An Insightful Overview of "Small LLMs (SLMs) Can Still Pack a Punch: A Survey"

The paper undertakes a comprehensive survey of Small LLMs (SLMs) in the parameter range of 1 to 8 billion, challenging the prevailing notion that larger models are inherently superior in performance. With references to approximately 160 papers, it meticulously examines different types of SLMs, categorizes them based on size, application, and training methodologies, and unravels the innovative techniques that have propelled their efficiency and capability to either match or surpass their larger LLM counterparts.

Key Themes and Findings

Landscape of Small LLMs: The paper sets forth by identifying various SLMs—both task-agnostic and task-specific—and explores the dimensions in which they exhibit comparable, or in certain instances, superior performance to LLMs. The paper crucially disputes the lack of a universal definition distinguishing SLMs and LLMs, with SLMs clustering in the 1B, 7B, and 13B parameter sizes.
Structural and Architectural Innovations: A broad range of innovative techniques empower SLMs. For instance, the Llama family (notable derivatives being Llama2 and Llama3) and Mistral models vividly demonstrate efficiency coupled with resource optimization through their unique architectural refinements like Grouped Query Attention (GQA) and Rotary Positional Embeddings (RoPE). These adaptations contribute significantly to their competitive effectiveness and resource efficiency.
Data-Efficiency and Quality: The paper highlights data quality over sheer quantity as pivotal, illustrated by models like Phi series utilizing highly curated datasets, yielding pronounced performance against much larger counterparts. The emphasis on utilizing textbook-quality data is underscored, reflecting a nuanced perspective towards scaling laws.
Task-Specific and Domain-Specific Models: The efficacy of task-specific and domain-specific SLMs across diverse fields such as mathematical reasoning, code generation, and legal-text processing is also rigorously explored. Notably, models like WizardMath and Code Llama exhibit domain specialization, outperforming larger models like Llama 2 70B in their respective tasks.
Cost-Efficiency and Deployment: The survey paints a promising picture for the deployment of SLMs in real-world applications where computational resources are constrained. In offering solutions like SmoLLMs and quantization techniques, the paper underscores the advantages SLMs hold in mobile and edge computing contexts.

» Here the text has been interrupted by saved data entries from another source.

PR #1662, opened 2019-12-10
Updated ABI definitions & parsing

jacogr:
- Closes #1660 Closes #1549 
- Implement types definitions for https://github.com/paritytech/ink/pull/296
- Implement type definitions for https://github.com/type-metadata/type-metadata/pull/36

PR #2693, opened 2020-10-08
Types for ink! 3.0

kwingram25:


copy-to-apps.sh
```diff
@@ -2,24 +2,4 @@
...
-copy_folder "api"
-copy_folder "api-contract"
-copy_folder "api-derive"
-copy_folder "metadata"
-copy_folder "rpc-core"
-copy_folder "rpc-provider"
-copy_folder "types"
-copy_folder "types-known"
-copy_folder "typegen"
+./copy-to.sh "apps"
```
jacogr, line 5: This should be reverted. There is a more generic version that will be added to dev. (Since it is duplicated everywhere)

packages/api-contract/src/base/Contract.ts
```diff
@@ -33,50 +34,52 @@ export type ContractCallResult<CallType extends ContractCallTypes> = CallType ex
 export default class Contract<ApiType extends ApiTypes> extends BaseWithTxAndRpcCall<ApiType> {
   public readonly address: Address;
 
-  constructor (api: ApiObject<ApiType>, abi: ContractABIPre | Abi, decorateMethod: DecorateMethod<ApiType>, address: string | AccountId | Address) {
+  constructor (api: ApiObject<ApiType>, abi: AnyJson | InkAbi, decorateMethod: DecorateMethod<ApiType>, address: string | AccountId | Address) {
     super(api, abi, decorateMethod);
 
-    this.address = this.registry.createType('Address', address);
+    this.address = this.api.registry.createType('Address', address);
```
jacogr, line 40: It should point to the own registry here, it always needs to in any type. The API one is not explicitly required to point to latest. It does move around based on the actual queries we are making, i.e. non-static and known types may be removed.

packages/api-contract/src/base/Contract.ts
```diff
@@ -3,14 +3,15 @@
...
+import { AnyJson, Codec, CodecArg, IKeyringPair } from '@polkadot/types/types';
+import { ApiObject, ContractCallOutcome, InkMessage } from '../types';
 
 import BN from 'bn.js';
 import { Observable } from 'rxjs';
 import { map } from 'rxjs/operators';
 import { SubmittableResult } from '@polkadot/api';
-import Abi from '../Abi';
+import { assert } from '@polkadot/util';
+import InkAbi from '../InkAbi';
```
jacogr, line 14:
```suggestion
import { assert } from '@polkadot/util';

import InkAbi from '../InkAbi';
```

packages/api-contract/src/base/Contract.ts
```diff
@@ -33,50 +34,52 @@ export type ContractCallResult<CallType extends ContractCallTypes> = CallType ex
...
+    const message = this.abi.messages[messageIndex];
 
     return {
       // eslint-disable-next-line @typescript-eslint/no-unsafe-assignment
       send: this.decorateMethod(
         as === 'rpc' && this.hasRpcContractsCall
           ? (account: IKeyringPair | string | AccountId | Address): ContractCallResult<'rpc'> =>
             this._rpcContractsCall(
-              this.registry.createType('ContractCallRequest', {
+              this.api.registry.createType('ContractCallRequest', {
```
jacogr, line 56: As above.

packages/api-contract/src/base/Contract.ts
```diff
@@ -33,50 +34,52 @@ export type ContractCallResult<CallType extends ContractCallTypes> = CallType ex
...
                 dest: this.address.toString(),
                 gasLimit,
-                inputData: fn(...params),
+                inputData: message(...params),
                 origin: account,
                 value
               })
             ).pipe(map((result: ContractExecResult): ContractCallOutcome =>
-              this._createOutcome(result, this.registry.createType('AccountId', account), def, params)
+              this._createOutcome(result, this.api.registry.createType('AccountId', account), message, params)
```
jacogr, line 64: As above.

packages/api-contract/src/base/Contract.ts
```diff
@@ -33,50 +34,52 @@ export type ContractCallResult<CallType extends ContractCallTypes> = CallType ex
...
     let output: Codec | null = null;
 
     if (result.isSuccess) {
       const { data } = result.asSuccess;
 
       output = message.returnType
-        ? formatData(this.registry, data, message.returnType)
-        : this.registry.createType('Raw', data);
+        ? formatData(this.api.registry, data, message.returnType.type)
+        : this.api.registry.createType('Raw', data);
```
jacogr, line 82: As above.

packages/api-contract/src/base/Contract.ts
jacogr: (The constructor is still fine, however inside the class it becomes problematic). So generally in both cases, always point to own as set.

packages/types/src/interfaces/contractsAbi/definitions.ts
```diff
@@ -0,0 +1,173 @@
+// Copyright 2017-2020 @polkadot/types authors & contributors
+// SPDX-License-Identifier: Apache-2.0
+
+// const layout = {
+//   InkLayoutArray: {
+//     cells_per_elem: 'u32',
```
jacogr, line 6: Always camelCase

jacogr (commented):
Some small comments from an initial read-through, will give a proper walk-through in a while.

Can merge it when the apps UI has support for this variant, would not like to break compat without any fallbacks. (Since this goes in immediately)

EDIT: Since it contains the commits from https://github.com/polkadot-js/api/pull/1662 a bit difficult to look at since not sure where new changes has been made. (Would have preferred a PR into that branch)

packages/types/src/interfaces/contractsAbi/definitions.ts
kwingram25: This is directly based on the ink! 3.0 abi format, designed to be created from json...not sure how to use camelcase instead, though it's not necessary for now

jacogr: Ummm... then that is wrong/weird there. Seems there are some camelCase in that JSON and some not. Having said that, I believe the actual JSON paring does take care of anything non-camel, well, it _used_ to, will need a check. (If it doesn't, can't leave it as-is, but then will apply a fix there)

jacogr: Yeap, here, it attempts to... https://github.com/polkadot-js/api/blob/master/packages/types/src/codec/Struct.ts#L17-L20

jacogr: Ok, well, it _used_ to, doesn't seem to work. Need to apply a fix there.

kwingram25:
Simplifies matters!

jacogr (dismissed):
This needs to match the Rust definitions. 

(a) SCALE is order-dependent
(b) Not having it aligned (in cases where maybe SCALE is not used), it is a maintenance nightmare

jacogr:
I've compared it against my branch (your pre-revert version) and it seems sane in what it does and is nicely tested as well, which helps a lot. So the only issue is really the type ordering, which is remaining here.

packages/types/src/interfaces/contractsAbi/definitions.ts
```diff
@@ -0,0 +1,173 @@
...
+      version: 'Text'
+    },
+    InkContractSource: {
+      compiler: 'Text',
+      hash: '[u8; 32]',
+      language: 'Text'
+    },
+    InkProject: {
+      contract: 'InkContractContract',
+      metadata_version: 'Text',
```
jacogr, line 166: This one appears in the JSON files as camelCase as well?

packages/types/src/interfaces/contractsAbi/definitions.ts
ascjones: https://github.com/paritytech/ink/pull/514

packages/types/src/interfaces/contractsAbi/definitions.ts
ascjones: Should be fixed in latest master of `cargo-contract`

ascjones:
Mentioned in a comment already, but here is a small `ink!` PR to fix the remaining snake cases https://github.com/paritytech/ink/pull/514

jacogr:
@ascjones Thank you. The API was actually supposed to handle it transparently as well, and it did at some point. (Went missing, was actually re-added as a result of this - so all good, it uncovered a small issue anyway)

copy-to-apps.sh
```diff
@@ -4,7 +4,7 @@
 
 function copy_folder () {
   SRC="packages/$1/build"
-  DST="../apps/node_modules/@polkadot/$1"
+  DST="../canvas-ui/node_modules/@polkadot/$1"
```
jacogr, line 7: ?

packages/types/src/codec/Enum.ts
```diff
@@ -64,7 +64,11 @@ function decodeFromJSON (registry: Registry, def: TypesDef, key: string, value?:
 
   assert(index !== -1, `Cannot map Enum JSON, unable to find '${key}' in ${keys.join(', ')}`);
 
-  return createFromValue(registry, def, index, value);
+  try {
+    return createFromValue(registry, def, index, value);
+  } catch (error) {
+    throw new Error(`Enum(${key}):: ${(error as Error).message}`);
+  }
```
jacogr, line 71: It is fine in general since it is included in https://github.com/polkadot-js/api/pull/1662, however not sure why it made in in here since this was reverted to be the types.

packages/types/src/codec/utils/encodeTypes.ts
```diff
@@ -106,7 +106,7 @@ function encodeTuple (typeDef: Pick<TypeDef, any>): string {
   return `(${
     sub
       // eslint-disable-next-line @typescript-eslint/no-use-before-define
-      .map((type: TypeDef): string => encodeType(type))
+      .map((type: TypeDef): string => displayType(type))
```
jacogr, line 109: Is this intended? This has got an impact on more than just contracts and actually is now inconsistent with all the rest, see for instance Struct which uses the sub-encoding, which does `encodeType`.

packages/types/src/create/types.ts
```diff
@@ -34,6 +34,10 @@ export interface TypeDefExtEnumDiscriminant {
   discriminant: number;
 }
 
+export interface TypeDefExtStructAlias {
```
jacogr, line 37: As above, looks fine since it is in https://github.com/polkadot-js/api/pull/1662, but not sure how it made it back with the type-on after the revert?

packages/types/src/interfaces/contractsAbi/definitions.ts
```diff
@@ -0,0 +1,174 @@
...
+const layout = {
+  InkLayoutKey: '[u8; 32]',
+  InkStorageLayout: {
+    _enum: {
+      Cell: 'InkLayoutCell',
+      Hash: 'InkLayoutHash',
+      Array: 'InkLayoutArray',
+      Struct: 'InkLayoutStruct',
+      Enum: 'InkLayoutEnum'
+    }
```
jacogr, line 14: Nice, got these in. Can you just make the top-level keys alphabetical, since it will create conflicts with the impl. branch as-is. (It needs to be able to be checked against what is there, atm cannot quite do it to evaluate)

jacogr: i.e. `InkLayoutKey` after `InLayoutCell` (and obviously `InkStorageLayout` much later).

packages/types/src/interfaces/contractsAbi/definitions.ts
```diff
@@ -0,0 +1,174 @@
...
+  InkDiscriminant: 'u32',
+  InkLayoutEnum: {
+    dispatchKey: 'InkLayoutKey',
+    variants: 'BTreeMap<InkDiscriminant, InkLayoutStruct>'
+  }
+};
+
+const spec = {
+  InkPath: 'Vec<Text>',
+  InkDisplayName: 'InkPath',
```
jacogr, line 55: As above, alphabetical since it will create unneeded conflicts with the impl branch. (These are always tricky since (a) needs to be done manually & (b) no checking since the sorting is switched off)

packages/types/src/interfaces/contractsAbi/definitions.ts
```diff
@@ -0,0 +1,174 @@
...
+    params: 'Vec<MtLookupTypeId>',
+    path: 'Vec<Text>'
+  },
+  MtTypeDef: {
+    _enum: {
+      Array: 'MtTypeDefArray',
+      Composite: 'MtTypeDefComposite',
+      Primitive: 'MtTypeDefPrimitive',
+      Sequence: 'MtTypeDefSequence',
+      Slice: 'MtTypeDefSlice',
```
jacogr, line 116: There is no slice.

packages/types/src/interfaces/contractsAbi/definitions.ts
```diff
@@ -0,0 +1,174 @@
...
+      version: 'Text'
+    },
+    InkContractSource: {
+      compiler: 'Text',
+      hash: '[u8; 32]',
+      language: 'Text'
+    },
+    InkProject: {
+      contract: 'InkContractContract',
+      metadata_version: 'Text',
```
jacogr, line 167: This is still incorrect although marked as resolved, see https://github.com/polkadot-js/api/pull/1662/files#diff-db27842186eb038cb3e29484bc7e5888R147-R156

packages/types/src/interfaces/contracts/definitions.ts
```diff
@@ -90,7 +90,7 @@ export default {
     },
     ContractExecResultSuccess: {
       flags: 'u32',
-      data: 'Vec<u8>',
+      data: 'Bytes',
```
jacogr, line 93: Can be used interchangeably, so ok.

packages/types/src/interfaces/contractsAbi/definitions.ts
```diff
@@ -0,0 +1,174 @@
...
+  MtTypeDefPrimitive: {
+    // this enum definition is mapped in api-contracts/inkTypes.ts
+    _enum: ['Bool', 'Char', 'Str', 'U8', 'U16', 'U32', 'U64', 'U128', 'I8', 'I16', 'I32', 'I64', 'I128']
+  },
+  MtTypeDefSequence: {
+    type: 'MtLookupTypeId'
+  },
+  MtTypeDefSlice: {
+    type: 'MtLookupTypeId'
+  },
```
jacogr, line 137: As above, slice became sequence.

jacogr (changes requested):
Some mis-matches and things that snuck in to be addressed.

packages/types/src/interfaces/contractsAbi/definitions.ts
```diff
@@ -0,0 +1,174 @@
...
+  InkDiscriminant: 'u32',
+  InkLayoutEnum: {
+    dispatchKey: 'InkLayoutKey',
+    variants: 'BTreeMap<InkDiscriminant, InkLayoutStruct>'
+  }
+};
+
+const spec = {
+  InkPath: 'Vec<Text>',
```
jacogr, line 54: I believe this is `MtPath` (from scale-info). Not sure the `Mt` is self-descriptive as to where it comes from, but well, since I caused that issue (seemed like a good idea at the time), would just keep, move, rename the item.

jacogr (approved):
Thank you, seems sane compared to the version I extracted.

PR #2694, opened 2020-10-08
Handle Struct decoding from snake_case

jacogr:
As per https://github.com/polkadot-js/api/pull/2693#discussion_r501629874


packages/types/src/codec/Struct.spec.ts
```diff
@@ -99,6 +99,16 @@ describe('Struct', (): void => {
     expect(s.toString()).toEqual('{"txt":"fubar","foo":0,"bar":0}');
   });
 
+  it.only('decodes from a snake_case input', (): void => {
```
jacogr, line 102:
```suggestion
  it('decodes from a snake_case input', (): void => {
```

PR #2716, opened 2020-10-12
Adjusts the priority of type override

aniiantt:
https://github.com/polkadot-js/apps/pull/3857

### DIFF
--- a/packages/types-known/src/index.ts
+++ b/packages/types-known/src/index.ts
@@ -51,10 +51,10 @@ export function getSpecTypes ({ knownTypes }: Registry, chainName: Text | string
   return {
     ...filterVersions(typesSpec[_specName], _specVersion),
     ...filterVersions(typesChain[_chainName], _specVersion),
-    ...filterVersions(knownTypes.typesBundle?.spec?.[_specName]?.types, _specVersion),
-    ...filterVersions(knownTypes.typesBundle?.chain?.[_chainName]?.types, _specVersion),
     ...(knownTypes.typesSpec?.[_specName] || {}),
-    ...(knownTypes.typesChain?.[_chainName] || {})
+    ...(knownTypes.typesChain?.[_chainName] || {}),
+    ...filterVersions(knownTypes.typesBundle?.spec?.[_specName]?.types, _specVersion),
+    ...filterVersions(knownTypes.typesBundle?.chain?.[_chainName]?.types, _specVersion)
   };
 }
 


jacogr:
The bundle types are handled the same as the typeSpec, i.e. they are meant to be the same as those, although user-specified so applies after. After this the intent is that the specified chain and specified spec will override those. So the intent of the original is correct as imagined.

Why doesn't it apply in your case?

aniiantt:
> The bundle types are handled the same as the typeSpec, i.e. they are meant to be the same as those, although user-specified so applies after. After this the intent is that the specified chain and specified spec will override those. So the intent of the original is correct as imagined.
> 
> Why doesn't it apply in your case?


For example, In typeSpec, I specify Acala types, but at the same time I want to specify the types of older versions of Acala via SpecVersion. I expect the following code to work:
```javascript
new ApiPromise({
  typesSpec: {
    TokenSymbol: {
      _enum: ["ACA", "AUSD", "DOT", "XBTC", "LDOT", "RENBTC"],
    },
    CurrencyId: {
      _enum: {
        Token: "TokenSymbol",
        DEXShare: "(TokenSymbol, TokenSymbol)",
      },
    },
  },
  typesBundle: {
    spec: {
      acala: [
        {
          minmax: [0, 10],
          types: {
            CurrencyId: {
              _enum: ["ACA", "AUSD", "DOT", "XBTC", "LDOT", "RENBTC"],
            },
          },
        },
      ],
    },
  },
});
```
I want to be able to use a different CurrencyId type if specVersion is less than 10. Now because typesSpec overrides typesBundle, it doesn't work.

jacogr:
So in the above, what you need to do -

```js
new ApiPromise({
  typesSpec: {
    acala: {
      TokenSymbol: {
        _enum: ["ACA", "AUSD", "DOT", "XBTC", "LDOT", "RENBTC"],
      },
    },
  },
  typesBundle: {
    spec: {
      acala: [
        {
          minmax: [0, 10],
          types: {
            CurrencyId: {
              _enum: ["ACA", "AUSD", "DOT", "XBTC", "LDOT", "RENBTC"],
            },
          },
        },
       {
         minmax: [11, undefined,
         types: {
           CurrencyId: {
             _enum: {
              Token: "TokenSymbol",
              DEXShare: "(TokenSymbol, TokenSymbol)",
            },
           }
         }  
       }
      ],
    },
  },
});
```

So when using the bundles, always specify the ranges.

aniiantt:
I see. So in the real world, I might write it this way.  It's not intuitive, but it works.

```javascript
// Lots of type definitions
const acaTypes = {
  // The definition of the current currencyid
  CurrencyId: {
    _enum: {
     Token: "TokenSymbol",
     DEXShare: "(TokenSymbol, TokenSymbol)",
   },
  }
  ...
  ...
  ...
}

const { CurrencyId, ...restTypes } = acaTypes;

const api = new ApiPromise({
  typesSpec: restTypes,
  typesBundle: {
    spec: {
      acala: [
        {
          minmax: [0, 10],
          types: {
            CurrencyId: {
              _enum: ["ACA", "AUSD", "DOT", "XBTC", "LDOT", "RENBTC"],
            },
          },
        },
        {
          minmax: [11, undefined],
          types: {
            CurrencyId,
          },
        },
      ],
    },
  },
});

```

jacogr:
Indeed.

I'm not against the override here, but really trying to figure out what to do with all these `types*` injections since it has gotten way out of hand. There seem to be 20 options now. And your use has just indicated how confusing it is - in my mind as done, it was either of the options, not both. But what you did (as adjusted) does work and does make sense, as I linked even just using one becomes difficult. But still ... way too many options, ways and interactions here.

If it does get cleaned it will be a clean break in a major version. But it will def. move towards the versioned-types only.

Implications and Future Directions

Reevaluating Scaling Laws: The paper’s demonstration of SLMs’ high performance advocates for revisiting existing scaling laws. It suggests considering dataset quality as a pivotal factor alongside model size and dataset size, thereby proposing a more sophisticated model performance equation.
Prospects for Edge Computing: SLMs, given their low-resource requirements and efficiency, hold promising prospects for edge computing environments. They represent a low-cost alternative conducive to scalable deployments, particularly in applications requiring real-time processing and decision-making.
Research Community’s Role: There is a call to action for more nuanced benchmarking frameworks that assess models across a wider array of tasks, including safety and ethical considerations. Additionally, exploration into hybrid architectures and methodologies to further optimize SLM performance remains an open frontier.

Conclusion

The survey meticulously acknowledges the diverse potential of Small LLMs, affirming their capacity to rival or even outperform larger foundational models across various applications. By foregrounding techniques for enhancing dataset quality and optimizing model architectures, the paper provides a fresh perspective that could reshape our understanding of efficient model development and deployment. As we advance in the domain of AI, these insights not only inform the development of more innovative and resource-efficient models but also encourage a paradigm shift in how we perceive the relationship between model size and performance.